1.2 Making mistakes – working fast and cutting up work

Key words from the brief:

  • Remember anything goes in this exercise, you are aiming to make mistakes
  • ‘Draw’ what is in front of you – if the implement is unwieldy make an unwieldy ‘drawing’
  • ‘Draw’ what is behind

  • ‘Draw’ what is to the left of you

  • ‘Draw’ what is to the right of you

  • Spend a maximum of 5 minutes filling the whole page
  • Make a note in your chosen sketchbook about how you felt whilst doing this exercise
  • Create 4 small books from these drawings
  • Record your 4 mini books in your sketchbook in some way as we will be altering them in the final exercise
  • Show your work in progress

My approach

I selected four mark making tools and 4 x different media and various colours.

Mistakes 01

I decided to work at A2 size which would allow me to be more expressive and expansive. The four drawing approaches were:

  1. Sharpie and Posca marker pens
  2. Sponge and Indian ink
  3. Finger painting using Poster Paint
  4. Roller (used for printmaking), and Poster Paint

I decided to draw each of the four views, front, right, left and behind, with all four drawing methods. I would then have more options to choose from when making the booklets.

My everyday subject was the kitchen; this is the largest room in the house and has a tiled floor which is easy to clean.

I timed each sketch using the stopwatch on my iPhone – all were done in 5-minutes or less, with the sponge and roller prints completing in 3-minutes or less.

Front view

Right view

Behind view

Left view


In order to create the booklets I selected sketches that had good overall coverage across the page and the ones that had the most interesting (and often boldest) marks.

I made at least one booklet for each drawing approach.

Individual page scans – contact sheets

Each page of each booklet has been scanned at 200 dpi for future reference and possible use.

Contact sheets including file names below:


Can you work in it again with another mark-making implement or colour? Or, do you want to leave it as it is?

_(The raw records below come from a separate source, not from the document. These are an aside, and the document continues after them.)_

PR #1059, opened 2021-05-06
feat: ML Features common schema and metadata API definition

allisonsuarez:

### Summary of Changes

Kicking off work for https://github.com/amundsen-io/rfcs/pull/36
Feature APIs just return null right now
- Added feature schemas to Amundsen common
- Moved badges and tags out of table model in common
- Updated CI check to install common from code before running
- Created API stubs for all required requests
- Note: made separate stats, generation code, and sample APIs similar to lineage in order to handle tabs more gracefully in the UI especially when no data is available fro any of these.

### CheckList


metadata/metadata_service/api/feature.py
```diff
@@ -0,0 +1,131 @@
...
+from metadata_service.proxy import get_proxy_client
+
+
+class FeatureDetailAPI(Resource):
+    """
+    FeatureDetail API
+    """
+
+    def __init__(self) -> None:
+        self.client = get_proxy_client()
```
sewardgw, line 17: Is it worth having a base resource to reduce the copy/paste of the `init`s in this file? For example:

```python
class MyResource(Resource):
    def __init__(self) -> None:
        self.client = get_proxy_client()
...
class FeatureDetailAPI(MyResource):
...
```

sewardgw (commented):
overall looks great, main question is really around the scope of a "query" object since that can be a loaded term in reference to data.

common/amundsen_common/models/feature.py
```diff
@@ -0,0 +1,97 @@
...
+
+from amundsen_common.models.user import User
+from amundsen_common.models.badge import Badge
+from amundsen_common.models.tag import Tag
+from amundsen_common.models.table import Column, ProgrammaticDescription, Watermark
+from marshmallow3_annotations.ext.attrs import AttrsSchema
+
+
+@attr.s(auto_attribs=True, kw_only=True)
+class Query:
```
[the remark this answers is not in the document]
allisonsuarez: more generic, I tried to follow what we have for dashboards already because we are reusing the same component to show this code snippet or query in frontend

metadata/metadata_service/api/feature.py
allisonsuarez: This is a good idea, I wonder if we should take that abstraction even higher up so Tables and other entities can reuse it as well. Might be a bit out fo the scope of this PR to make the change for all entities.

common/amundsen_common/models/feature.py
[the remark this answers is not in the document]
allisonsuarez: we could rename this something more generic like code snippet or generation code so it goes with the common schema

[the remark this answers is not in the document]
sewardgw: I just tagged you in the RFC thread here: https://github.com/amundsen-io/rfcs/pull/37/files#r632790084

Do you mind if we have the conversation on that thread and provide a synopsis here once resolved?

metadata/metadata_service/api/feature.py
allisonsuarez: I think we should do this as a separate PR @sewardgw so we can apply it to all entities, what do you think?

sewardgw: 👍🏻  sounds good!

sewardgw (approved):
lgtm w/ Query model update!

common/amundsen_common/models/feature.py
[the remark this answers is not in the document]
sewardgw: For reference, this was discussed and resolved in another PR: https://github.com/amundsen-io/rfcs/pull/37#discussion_r633545054

Query was then moved to separate file.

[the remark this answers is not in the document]
allisonsuarez: TLDR: made query file with generic and simple query entity that can be expanded on with query and query composition work

common/amundsen_common/models/feature.py
```diff
@@ -0,0 +1,84 @@
...
+
+from amundsen_common.models.user import User
+from amundsen_common.models.badge import Badge
+from amundsen_common.models.tag import Tag
+from amundsen_common.models.table import Column, ProgrammaticDescription, Watermark
+from marshmallow3_annotations.ext.attrs import AttrsSchema
+
+
+@attr.s(auto_attribs=True, kw_only=True)
+class ColumnItem:
```
mgorsk1, line 16: could we reuse `table.Column` class or it doesn't make sense?

metadata/metadata_service/api/feature.py
```diff
@@ -0,0 +1,131 @@
...
+        pass
+
+
+class FeatureSampleAPI(Resource):
+
+    # TODO use DataSample common model
+    def __init__(self) -> None:
+        self.client = get_proxy_client()
+
+    @swag_from('swagger_doc/feature/detail_get.yml')
```
mgorsk1, line 62: FeatureStatsAPI, FeatureGenerationCodeAPI, FeatureSampleAPI have the same file in `@swag_from` - is it correct?

common/amundsen_common/models/feature.py
allisonsuarez: this is for the sample response rather than for the partition Column. So basically just the model for the data we need to display a handfull of rows of data for a feature. Notice that partition column does reuse the table column

mgorsk1 (approved):
👍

  • I found the cutting up really interesting because it generated a whole load of new material for future reuse by making me see things in a different way – I guess that was the whole point of the exercise.
  • The bold black and white marks work the best, and of those my favourites are the ones made with a roller and poster paint.
  • I didn’t want to work back into the booklets with more colour or different media, but I did see potential in working back on top of a couple of the 5-minute sketches using Posca acrylic pens for outlining. I like the results:


Are other ideas sparked from looking at each page? Are you reminded of something else?

  • Some of the black and white pages remind of abstract expressionist paintings and have the potential to be reused as the basis for future illustrations.

Which format do you prefer?

  • I was working at A2 size for the original rapid sketches and even then the pages of the booklets were all relatively small. I preferred the larger format booklets in either landscape or portrait. The double pages seemed to work the best.
  • I don’t really understand the purpose of the pocket booklet although I know this is the subject of the next exercise.

What can I take from this exercise?

  • I like the quick and carefree approach to generating surprising ideas quickly.
  • I’m interested in exploring how I might use the technique to create story/comic frames quickly. One the challenges for me to date when illustrating narrative sequences is that my drawing style is very time consuming. This technique might be a way to shorten that process whilst giving the illustration a distinctive feel. This is something I’ll probably explore further in Assignment 1.